MADAM SPEAKER: A supplementary question, Ms Porter.
MS PORTER: Treasurer, what decisions did the government take in response to the review you undertook into the ACT taxation system in relation to payroll tax?
MR BARR: The government, in reviewing the territory’s taxation system, made a decision to raise the payroll tax threshold in the territory. We have the highest payroll tax threshold of any jurisdiction in Australia. This ensures that small and medium-size enterprises in the ACT are not subject to payroll tax. As a result of increasing the threshold from $1.5 million to $1.75 million, we provided a payroll tax cut to every business that pays payroll tax and exempted around 120 businesses that were previously paying payroll tax from having to pay payroll tax.
Overall, the way the legal incidence of payroll tax falls on the small business sector and on employers, the economic incidence demonstrated through detailed modelling tends to see that tax passed on to consumers in most industries—not in all, but in most. So the economic impact of payroll tax is, in effect, a de facto consumption tax. Nevertheless, whilst it is not the most inefficient tax that state and territory governments levy, it is certainly more efficient than stamp duty, for example, or tax on insurance. That is why the government in its tax reforms is seeking to abolish those most inefficient taxes first.

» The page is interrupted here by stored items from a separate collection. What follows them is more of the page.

PR #493, opened 2022-04-11
optional telemetry

### LINKED ISSUE #490: telemetry
Setup anonymised optional telemetry (similar to MLEM) to help prioritise issues

DavidGOrtega:
- closes #490 
 - Logs creation and deletion according to specs. 
 - Accepts stablished ENV var `DO_NOT_TRACK` to disable it.
 - `TPI_ANALYTICS_HOST` and `TPI_ANALYTICS_KEY` to modify the Jitsu provider if desired.

### Example in jitsu
```json
{
  "_timestamp": "2022-04-26T10:20:44.895781Z",
  "action": "task/destroy",
  "api_key": "s2s.vy0gtflakci9wbwyootfqy.7ztlcr98n9l02b55kktmncg",
  "backend": "az",
  "error": "string",
  "eventn_ctx_event_id": "cc85e2de-df4c-4eff-a909-88c899345078",
  "extra": {
    "ci": "",
    "cloud": "az",
    "cloud_disk_size": 30,
    "cloud_machine": "m",
    "cloud_region": "us-west",
    "cloud_spot": 0,
    "cloud_spot_auto": true,
    "task_duration": 57,
    "task_resumed": true,
    "task_status": {
      "running": 0,
      "succeeded": 1
    },
    "terraform_version": "v1.1.9"
  },
  "group_id": "",
  "interface": "cli",
  "os_name": "ubuntu",
  "os_version": "20.04",
  "source_ip": "90.160.138.1",
  "src": "api",
  "tool_name": "tpi",
  "tool_source": "terraform",
  "tool_version": "0.0.0",
  "user_id": "e02b9c45-4afa-40da-83e5-4228c2e1cf79"
}
```


casperdcl (commented):
is it worth putting this in a separate package on the offchance we

- need it in another Go pkg, or
- release a telemetrics product?

DavidGOrtega:
It's an interesting discussion. To be honest Im not sure about this. 
I understand that we might do everything visibly for the user to be able to see that we are not bluffing her. However I can see that we are duplicating efforts writing the same in different languages when we might write a pipeline within Jutsi like the ip geolocation. 
Indeed in the case of the IP the user MUST trust that we are good fella and we are not storing the IP for real, so why not for the rest of the data...

iterative/utils/analytics.go
```diff
@@ -0,0 +1,144 @@
...
+func SendJitsuEvent(eventType string, eventName string, d *schema.ResourceData) {
+	if _, ok := os.LookupEnv("DO_NOT_TRACK"); ok {
+		logrus.Debug("Analytics: DO_NOT_TRACK enabled")
+		return
+	}
+
+	postBody, _ := json.Marshal(JitsuEventPayload(eventType, eventName, d))
+
+	host := "https://0f82a78ac1e6.ngrok.io"
+	token := "s2s.vy0gtflakci9wbwyootfqy.7ztlcr98n9l02b55kktmncg"
```
DavidGOrtega, line 137: @shcheklein  @mike0sv  @iterative/cml we should use the same Jitsu right?

iterative/utils/analytics.go
```diff
@@ -0,0 +1,144 @@
...
+func TaskDuration(logs string) float64 {
+	regex := regexp.MustCompile(`\w{3} \d{2} \d{2}:\d{2}:\d{2}`)
+	matches := regex.FindAllString(logs, -1)
+	taskDuration := 0.0
+
+	if len(matches) > 1 {
+		layout := "Mar 07 06:43:27"
+		t1, _ := time.Parse(layout, matches[len(matches)-1])
+		t0, _ := time.Parse(layout, matches[0])
+		taskDuration = t1.Sub(t0).Seconds()
```
DavidGOrtega, line 38: @0x2b3bfa0 currently task has a date format that is not ideal to parse it.

iterative/utils/analytics.go
```diff
@@ -0,0 +1,144 @@
...
+	hostStat, _ := host.Info()
+	id := hostStat.HostID
+
+	if IsCI() {
+		id = fmt.Sprintf("%s%s%s",
+			os.Getenv("GITHUB_REPOSITORY_OWNER"),
+			os.Getenv("CI_PROJECT_ROOT_NAMESPACE"),
+			os.Getenv("BITBUCKET_WORKSPACE"),
+		)
+	}
```
DavidGOrtega, line 84: According to the specs we should use multiple vars to even gather the userid. I think that with the organization it suffices. Not sure why we want to dig into specific users within the organization

iterative/utils/analytics.go
```diff
@@ -0,0 +1,144 @@
...
+	} else {
+		logrus.Error("Analytics: Failed extracting terraform version")
+	}
+
+	return ""
+}
+
+func JitsuUserId() string {
+	hostStat, _ := host.Info()
+	id := hostStat.HostID
```
DavidGOrtega, line 76: A file based mechanism alternative could be anonymise the computer ID

@shcheklein @mike0sv https://github.com/orgs/iterative/teams/cml

iterative/utils/analytics.go
0x2b3bfa0: The other variables are needed for [`user_id`](https://www.notion.so/iterative/Specification-1a0197b8e34d43a89777a4c9a00ad1fe#7f4e4247c0ef4331a9243cbdb3792b18) but what you have is `group_id` more or less. 🤔 Please take another look to [this](https://www.notion.so/iterative/Specification-1a0197b8e34d43a89777a4c9a00ad1fe#c4a1c6a1e0b94d0d972e5e728fcc02d8).

iterative/utils/analytics.go
0x2b3bfa0: If you want this feature, you may prefer to write an object to object storage with the start date and the end date.

DavidGOrtega: Yes, I find total time average a very useful insight

0x2b3bfa0: Low–hanging fruit: if you want to know whether people uses spot instance recovery, you can always `if spot: len([]logs)` because every instance in the chain creates a log.

iterative/utils/analytics.go
DavidGOrtega: Thats what I say 

`GITHUB_REPOSITORY_OWNER ` is the GH organization or the user
`CI_PROJECT_ROOT_NAMESPACE` mean group/subgroup/subgroup if any
`BITBUCKET_WORKSPACE` is like GL's one

DavidGOrtega: What do we understand for user_id?

0x2b3bfa0: `user_id` is `anonymize('DavidGOrtega <g···d@gmail.com>')`
`group_id` is `anonymize('https://github.com/iterative')`

DavidGOrtega: thats what I say. 
I should only need to have `iterative`, I do not care about `DavidGOrtega`

0x2b3bfa0: I find both useful, because we can tell apart the number of contributors (e.g. size of an organization)

0x2b3bfa0: This sounds like a good topic to comment [on Notion](https://www.notion.so/iterative/Specification-1a0197b8e34d43a89777a4c9a00ad1fe#7f4e4247c0ef4331a9243cbdb3792b18)

DavidGOrtega: > because we can tell apart the number of contributors (e.g. size of an organization)

How er can tell? The id is anonymised

0x2b3bfa0: Count unique `user_id` values for a given `group_id` ❓

iterative/utils/analytics.go
casperdcl:
```suggestion
	host := "https://iterative-telemetry.herokuapp.com/api/v1/s2s/event"
	token := "s2s.jtyjusrpsww4k9b76rrjri.bl62fbzrb7nd9n6vn5bpqt"
```

.github/workflows/release.yml
```diff
@@ -17,7 +17,7 @@ jobs:
       - uses: goreleaser/goreleaser-action@v2
         with:
           version: latest
-          args: release --rm-dist
+          args: release --rm-dist -ldflags="-X 'terraform-provider-iterative/iterative/utils.Version=${GITHUB_REF##refs/tags/v}'"
```
DavidGOrtega, line 20: @0x2b3bfa0 this should set the Version var in the utils library to be  used in `tool_version`

0x2b3bfa0: Yup

DavidGOrtega: I think its cleaner `${{ github.ref_name}}` vs `${GITHUB_REF##refs/tags/v}`

DavidGOrtega:
Please review [updated PR description](https://github.com/iterative/terraform-provider-iterative/pull/493#issue-1200439755) 👆

iterative/resource_task.go
```diff
@@ -173,6 +173,7 @@ func resourceTaskCreate(ctx context.Context, d *schema.ResourceData, m interface
 
 	task, err := resourceTaskBuild(ctx, d, m)
 	if err != nil {
+		utils.SendJitsuEvent("task_create", err, d)
```
dacbd, line 176: Correct me if I'm wrong, but aren't these all blocking operations, I recall reading that they should not?
```suggestion
		go utils.SendJitsuEvent("task_create", err, d)
```

iterative/resource_task.go
```diff
@@ -263,14 +266,17 @@ func resourceTaskDelete(ctx context.Context, d *schema.ResourceData, m interface
 
 	task, err := resourceTaskBuild(ctx, d, m)
 	if err != nil {
+		utils.SendJitsuEvent("task_delete", err, d)
```
dacbd, line 269:
```suggestion
		go utils.SendJitsuEvent("task_delete", err, d)
```

iterative/resource_task.go
```diff
@@ -263,14 +266,17 @@ func resourceTaskDelete(ctx context.Context, d *schema.ResourceData, m interface
...
 		return diagnostic(diags, err, diag.Error)
 	}
 
 	if err := task.Delete(ctx); err != nil {
+		utils.SendJitsuEvent("task_delete", err, d)
```
dacbd, line 274:
```suggestion
		go utils.SendJitsuEvent("task_delete", err, d)
```

iterative/resource_task.go
```diff
@@ -263,14 +266,17 @@ func resourceTaskDelete(ctx context.Context, d *schema.ResourceData, m interface
...
 		return diagnostic(diags, err, diag.Error)
 	}
 
-	return
+	utils.SendJitsuEvent("task_delete", err, d)
```
dacbd, line 278:
```suggestion
	go utils.SendJitsuEvent("task_delete", err, d)
```

dacbd (changes requested):
Am I still ✈️ 😴 ?

casperdcl (changes requested):
- action="task_delete": should be `task/destroy`, `task/apply`, etc.
- extra.ci=false: would use blank string (for consistency with presumably `"github/gitlab/bitbucket"`)
- extra.cloud*: could any of this be sensitive?
- os_name=null: can we fill this in?
- source_ip="90.160.138.1": this should not be passed/saved at all?
- src="api": remove this key
- tool_source="terraform": what are the alternatives/options?
- tool_version="v0.0.0": unlikely 0.0.0 surely?

DavidGOrtega:
> * action="task_delete": should be `task/destroy`, `task/apply`, etc.
OK.

> * extra.ci=false: would use blank string (for consistency with presumably `"github/gitlab/bitbucket"`)
I will check again the specs. I did not understand that when I read it.

> * extra.cloud*: could any of this be sensitive?
I think none of them are sensitive. None of them can give us specific details of our anonymised users. 

> * os_name=null: can we fill this in?
Weird! this is a bug definitely but i have seen it previously populated. Might be related to run it inside a container? I will check

> * source_ip="90.160.138.1": this should not be passed/saved at all?
Controlled by Jitsu. It's the most worrying aspect for me. Im not including the IP by any meaning, indeed Im calling the endpoint with the ip hidden flag, but its jitsu the one that is handling this. Probably in our real instance (im using my dev this is not happening)

> * src="api": remove this key
Controlled by Jitsu. Jitsu sends the api key.

> * tool_source="terraform": what are the alternatives/options?
I was not sure about this field. But we do not yet have other options. It's right now filled to conform the given multi tool specs

> * tool_version="v0.0.0": unlikely 0.0.0 surely?
Version will be fixed in every release via  -ldflags (please read the note I have discussed with @0x2b3bfa0)

@casperdcl

iterative/resource_task.go
DavidGOrtega: I do not think that its a huge deal since we are just sending data like calling Cloud APIs, I would not say that calling it once per creation/destroy is a lot. But I will check it

.github/workflows/release.yml
0x2b3bfa0: #537

iterative/resource_task.go
DavidGOrtega: Why?

0x2b3bfa0: Fallacy number 1: _the network is reliable_ :wink:

0x2b3bfa0:
> _I was not sure about this field. But we do not yet have other options._

It's fine, to my mind. 💯

iterative/resource_task.go
DavidGOrtega: > Fallacy number 1: the network is reliable

Wont fail everything including the Vendors?

> If our telemetry server goes down, we don't want our product to fail

It works that way right now. I tested that to be sure that if the telemetry is not up we are not breaking the code

0x2b3bfa0: > _Wont fail everything including the Vendors?_

If our telemetry server goes down, cloud providers may still work.

0x2b3bfa0: > _If the telemetry is not up we are not breaking the code_

Connections can hang (again, network is unreliably), and `net/http` doesn't have any timeout by default. ✈️

DavidGOrtega:
> action="task_delete": should be task/destroy, task/apply, etc.
OK.

I followed code structure: 
 - `resourceTaskDelete`
 - `resourceTaskCreate`
 - 
Sounded to me me better than terraformic

0x2b3bfa0:
@casperdcl, I wonder if we should use the “standard” `create/delete` instead of `apply/destroy` so it stays the same for any `task` backend we add in the future.

0x2b3bfa0 (changes requested):
Please swap `idgen` with code from [this page](https://www.notion.so/iterative/User-UUID-generation-0e054a05e717409e82386f17757a2f2a).

DavidGOrtega:
review 🙏

iterative/utils/analytics.go
```diff
@@ -0,0 +1,209 @@
...
+		"group_id":     GroupId(),
+		"action":       action,
+		"interface":    "cli",
+		"tool_name":    "tpi",
+		"tool_source":  "terraform",
+		"tool_version": Version,
+		"os_name":      systemInfo["plattform"],
+		"os_version":   systemInfo["platform_version"],
+		"backend":      extra["cloud"],
+		"error":        err,
```
0x2b3bfa0, line 218: Potentially sensitive?

DavidGOrtega: error? 
maybe... I think that we hide all the sensitive data within terraform but not sure at what level it is

DavidGOrtega: error is defined in the specs

0x2b3bfa0: For example in AWS this may contain autorization errors in plain text (i.e. after STS decoding them)

DavidGOrtega: Should we avoid them then?

0x2b3bfa0: > _error is defined in the specs_

Yes, and explicitly _“must be stripped of sensitive info e.g. `str(type(exception))`”_

0x2b3bfa0: > _Should we avoid them then?_

No, just sanitize them. Although Go error management model makes this a bit difficult, to put it mildly.

DavidGOrtega: so replace it with `string(type(error)))`?

DavidGOrtega: > No, just sanitize them. Although Go error management model makes this a bit difficult, to put it mildly.

Can you please elaborate what do you have in mind?

0x2b3bfa0: `reflect.TypeOf(err).Name()` would be something like `RequestError` for SDK errors (depends on the provider)

0x2b3bfa0: If we want to provide more insightful information, we can either send the whole logs (handle with care) or try to extract anonymized information from error messages; for example, match some strings.

iterative/resource_task.go
```diff
@@ -263,14 +266,17 @@ func resourceTaskDelete(ctx context.Context, d *schema.ResourceData, m interface
...
 		return diagnostic(diags, err, diag.Error)
 	}
 
 	if err := task.Delete(ctx); err != nil {
+		go utils.SendJitsuEvent("task/destroy", err, d)
 		return diagnostic(diags, err, diag.Error)
 	}
 
-	return
+	go utils.SendJitsuEvent("task/destroy", err, d)
```
DavidGOrtega, line 278: @0x2b3bfa0 @dacbd  with `go` we are not hitting jitsu. No sure if its because we finish prior to the call... When I remove it I can see the logs in my dev server

iterative/resource_task.go
```diff
@@ -263,14 +266,17 @@ func resourceTaskDelete(ctx context.Context, d *schema.ResourceData, m interface
...
+	return diags
```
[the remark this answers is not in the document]
0x2b3bfa0: 🙅🏼 It's a [named return](https://go.dev/tour/basics/7), please leave it as–is

iterative/resource_task.go
0x2b3bfa0: Yes, @DavidGOrtega, it's a bit more involved that adding `go` and forgetting about it. I'll open a cascading pull request after an upcoming meeting.

iterative/resource_task.go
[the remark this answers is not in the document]
DavidGOrtega: Ok but we are returning the diags in others... should we be consistant?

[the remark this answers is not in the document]
0x2b3bfa0: Yes, it should be named returns everywhere. 🙈

iterative/resource_task.go
DavidGOrtega: Nah, let me try it

0x2b3bfa0: 👌🏼

iterative/resource_task.go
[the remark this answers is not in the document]
DavidGOrtega: Ok I will revert these and open a follow up `technical debt` issue

0x2b3bfa0:
> _you can drop your opinions here_

[`DROP TABLE opinions;`](https://www.youtube.com/watch?v=l7-6m2cE6JM) 😄

dacbd (commented):
LGTM, I agree with: https://github.com/iterative/terraform-provider-iterative/pull/493#pullrequestreview-952977449

Perhaps in `SendJitsuEvent` ending with:
```go
	go client.Post(url, "application/json", bytes.NewBuffer(postBody))
```
is a happy medium between an easy go and forget about it and a more complex solution?

0x2b3bfa0 (changes requested):
`s/regular expressions/goroutines/` https://github.com/iterative/terraform-provider-iterative/pull/538

<details> <summary>Relevant XKCD image...</summary>

regular_expressions

</details>

iterative/resource_task.go
0x2b3bfa0: Opened https://github.com/iterative/terraform-provider-iterative/pull/538 after https://github.com/iterative/terraform-provider-iterative/pull/493#issuecomment-1109800668

iterative/utils/analytics.go
```diff
@@ -0,0 +1,290 @@
...
+
+func JitsuEventPayload(action string, e error, extra map[string]interface{}) map[string]interface{} {
+	systemInfo := SystemInfo()
+
+	extra["ci"] = guessCI()
+	extra["terraform_version"] = TerraformVersion()
+
+	err := ""
+	if e != nil {
+		err = reflect.TypeOf(e).String()
```
0x2b3bfa0, line 214: ### Continuation of https://github.com/iterative/terraform-provider-iterative/pull/493#discussion_r858526582

If we want to provide more insightful information, we can either send the whole logs (handle with care) or try to extract anonymized information from error messages; for example, match some strings.

DavidGOrtega:
Is there any other change this PR might need?

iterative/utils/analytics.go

Disability services—funding
DR BOURKE: My question is to the minister for disability. Minister, can you update the Assembly on the first round of enhanced service offers available through Disability ACT in preparation for the full implementation of DisabilityCare in the ACT?
MS BURCH: I thank Dr Bourke for his interest in DisabilityCare. The move to DisabilityCare will indeed bring significant changes for people with a disability in our community. It will mean individuals will have greater choice and greater control about the kind of services and supports that they receive and who provides them.
The enhanced service offer is a package of one-off grants worth $7.7 million that will help in the transition to DisabilityCare. The first round of enhanced service offer grants opened on 1 July this year and will close this Friday. The offer is designed to meet the needs of the broadest range of people possible. All ACT residents under 65 with ongoing support needs related to a disability can apply for a grant. Successful applicants will have funding paid directly to them to purchase the supports and services they need. This will give people a chance to “test drive” the way that DisabilityCare can be delivered when it is launched here in July next year.
The grants can be applied for online and have been widely promoted. Information has been circulated through Medicare, libraries, community radio, Koori Mail, housing tenants’ newsletters, mainstream and specialist school newsletters, as well as the usual funded provider networks.